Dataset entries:
^^^^^^^^^^^^^^^^
PR #344, opened 2018-10-23
Add remove_missing to pulp_deb

mdellweg:
We want to default to mirroring mode in debian.


templates/deb_importer.json.erb
```diff
@@ -1,4 +1,5 @@
 {
+    "remove_missing": true,
```
ekohl: Should this be configurable?

mdellweg: Not if i can avoid it. ;)
See also:
https://github.com/Katello/katello/pull/7773

PR #350, opened 2018-11-21
Move vhosts80 to httpd conf.d

ehelms:


ekohl:
I was wondering about this. Is this something coming from Pulp itself or is it purely something we do in our module?

spec/classes/pulp_apache_spec.rb
```diff
@@ -22,7 +22,7 @@
       is_expected.to contain_class('apache::mod::ssl')
     end
 
-    it { is_expected.to contain_file('/etc/pulp/vhosts80/')}
+    it { is_expected.to contain_file('/etc/httpd/conf.d//vhosts80/')}
```
ekohl: The double slash looks like a problem

manifests/apache.pp
```diff
@@ -17,7 +17,7 @@
         port                => $::pulp::http_port,
         servername          => $::fqdn,
         serveraliases       => [$::hostname],
-        additional_includes => '/etc/pulp/vhosts80/*.conf',
+        additional_includes => '/etc/httpd/conf.d/vhosts80/*.conf',
```
ekohl: Could you store this base directory in a variable (as we should have in the beginning) and use `$apache::confd_dir` in it? That way other modules can just refer to that variable rather than copying it.

ehelms:
The Pulp RPM handles creating this directory in `/etc/pulp` and each plugin populates it. This has been that way for a long time, since Pulp 2 had no official configuration or installation other than RPM. So this moves it away from what the RPM does to more centralized in Apache.

ehelms:
@ekohl Do you recognize the error? It seems like its unrelated to the change

ekohl:
Since you're including Apache, you need facts in the tests. The easiest way is here:

https://github.com/theforeman/puppet-pulp/blob/3b9b634c00774294e08afeb3914b800f501799fc/spec/defines/pulp_child_fragment_spec.rb#L13-L16

ehelms:
@ekohl Thanks for all the pointers, this is now passing

evgeni:
The diff looks correct and would achieve the intended goal. I'd like to do some name bikeshedding though.

As an admin, I'd wonder what this `/etc/httpd/conf.d/vhosts80/` folder is for. Should we name it `pulp-vhosts80` or something similar, to indicate it's pulp-related?

manifests/apache.pp
```diff
@@ -139,7 +139,7 @@
   if $pulp::manage_httpd or $pulp::manage_plugins_httpd {
     pulp::apache_plugin {'content' : vhosts80 => false}
 
-    file { '/etc/pulp/vhosts80/':
+    file { "${$apache::confd_dir}/vhosts80/":
```
evgeni: missing `pulp-` prefix

evgeni: and the `$` before `apache` is missplaced

PR #358, opened 2019-02-21
Refs #26103 - Make the crane server name configurable

ekohl:


manifests/crane.pp
```diff
@@ -27,6 +27,7 @@
   Stdlib::Absolutepath $ca_cert,
 
   Boolean $debug = false,
+  Stdlib::Fqdn $server_name = $::fqdn,
```
ekohl: Kafo has had issues with `$facts['fqdn']` so here I'm intentionally using the older version

PR #360, opened 2019-02-28
Improve pulp_rpmrepo gpg_key validation and docs

alexjfisher:


lib/puppet/type/pulp_rpmrepo.rb
```diff
@@ -187,7 +187,14 @@ def munge_boolean_to_symbol(value)
   end
 
   newproperty(:gpg_key) do
-    desc "GPG key used to sign and verify packages in the repository"
+    desc <<-DESC
+File containing public GPG keys used to validate the signatures of RPMs and metadata in this repository.
```
alexjfisher: Taken from https://docs.pulpproject.org/plugins/pulp_rpm/tech-reference/yum-plugins.html#optional-configuration-parameters

ekohl:
Thanks!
^^^^^^^^^^^^^^^^
YOUR GOAL: Retype the lines from the one containing "alexjfisher: Taken from" to the last line above. Change nothing and include no others.

ANSWER TO THE EXERCISE:
alexjfisher: Taken from https://docs.pulpproject.org/plugins/pulp_rpm/tech-reference/yum-plugins.html#optional-configuration-parameters

ekohl:
Thanks!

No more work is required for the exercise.